→ **TASK STATEMENT**: Repeat every record below exactly as written.

__________________________________________________

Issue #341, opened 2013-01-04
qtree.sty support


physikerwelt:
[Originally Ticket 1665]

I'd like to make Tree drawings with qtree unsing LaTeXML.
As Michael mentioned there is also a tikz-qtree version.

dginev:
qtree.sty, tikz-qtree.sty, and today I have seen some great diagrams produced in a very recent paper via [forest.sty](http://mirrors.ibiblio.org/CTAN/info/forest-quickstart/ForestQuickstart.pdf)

__________________________________________________

→ **PROBLEM SOLUTION**:
Issue #341, opened 2013-01-04
qtree.sty support


physikerwelt:
[Originally Ticket 1665]

I'd like to make Tree drawings with qtree unsing LaTeXML.
As Michael mentioned there is also a tikz-qtree version.

dginev:
qtree.sty, tikz-qtree.sty, and today I have seen some great diagrams produced in a very recent paper via [forest.sty](http://mirrors.ibiblio.org/CTAN/info/forest-quickstart/ForestQuickstart.pdf)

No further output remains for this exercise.